Most treatments for immunologic infertility have been disappointed because of poor results, adverse effects or high cost.

The most common form of immunosuppressive therapy for ASA has been coriticosteroid therapy. Unfortunately it has resulted in improvement of the pregnancy rate in only one of three controlled double blind studies. Lengthy treatment required for possible effect leads to coriticosteroid side effect in approximately 60% of patients. Problems include mood changes, fluid retention and dyspepsia are common but some complications such as GI bleeding and aseptic necrosis of the hip joint are quite serious.
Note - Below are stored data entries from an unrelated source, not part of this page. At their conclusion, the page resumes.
PR #274, opened 2021-12-03
ssh-key v0.1.0

tarcieri:
Initial release

### DIFF
--- a/Cargo.lock
+++ b/Cargo.lock
@@ -933,7 +933,7 @@ dependencies = [
 
 [[package]]
 name = "ssh-key"
-version = "0.0.0"
+version = "0.1.0"
 dependencies = [
  "base64ct",
  "hex-literal",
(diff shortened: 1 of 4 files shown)


kjvalencik:
@tarcieri We've been working on a parser for these key formats internally. The plan was to open source when complete, but since this was added, maybe you would be interested in upstreaming it here instead? Private key deserialization is complete.

It uses the RustCrypto crates for decryption; although that piece is still a work in progress. It's not clear if the ChaCha20Poly1305 cipher is compatible.

tarcieri:
@kjvalencik sounds interesting!

As a bit more background towards that, I would like to get `pem-rfc7468` modified to use `base64ct::Decoder` for incremental decoding, but that would also require adding support for handling linewrapped Base64 to the decoder.

With both of those implemented, it should be possible to use `pem-rfc7468` to support the OpenSSH `BEGIN OPENSSH PRIVATE KEY` encoding which linewraps at an awkward 70 Base64 characters, and also write a private key decoder with zero heap allocations, at least for ECDSA and Ed25519.

kjvalencik:
Sounds like a solid plan. The private key format can definitely be parsed without allocations. Additionally, `block_padding` might need to be updated to support the padding OpenSSH uses (padding is an incrementing count--`1, 2, 3, 4...`). Although, I don't think there's a way to know how much padding there is without parsing the key.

33 % pregnancy rate was seen in one uncontrolled study with cyclosporine.

Laboratory techniques

Methods of preventing binding or separate antibody- free sperm in the laboratory indicate conflicting results. Splitting of the ejaculate was not effective in limiting the degree of binding. There are mixed report on simple sperm washing. Sperm antibody binding was also not reduced by Percoll gradient separation. The investigational techniques presently include

Protease treatment to destroy antibodies on the sperm surface

Immunoadsorption

Antigen-specific immunoadsorption

 

Assisted reproduction technologies:

IUI affords some increase in pregnancy rates over no treatment but this increase may be modest. Antibody induced deficit of the fertilization process will not be completely circumvented by IUI The reported average success rate for IUI in couples with male factor antisperm antibodies is 20%. Increased ovarian hyperstimulation may yield better results in such treatment plan but has not been well studied.

Pregnancies with GIFT have been achieved in couples who failed washed sperm IUI and steroid therapy. ICSI is the current accepted advanced ART treatment in men with high level of ASA. In one study where ASA binding approached 80%, the mean fertilization rate, embryo development and pregnancy rate were comparable to another cohort of ICSI cases without immunologic infertility. If these results will be confirmed by another studies, ICSI should be the primary choice for patients with high immunologic infertility.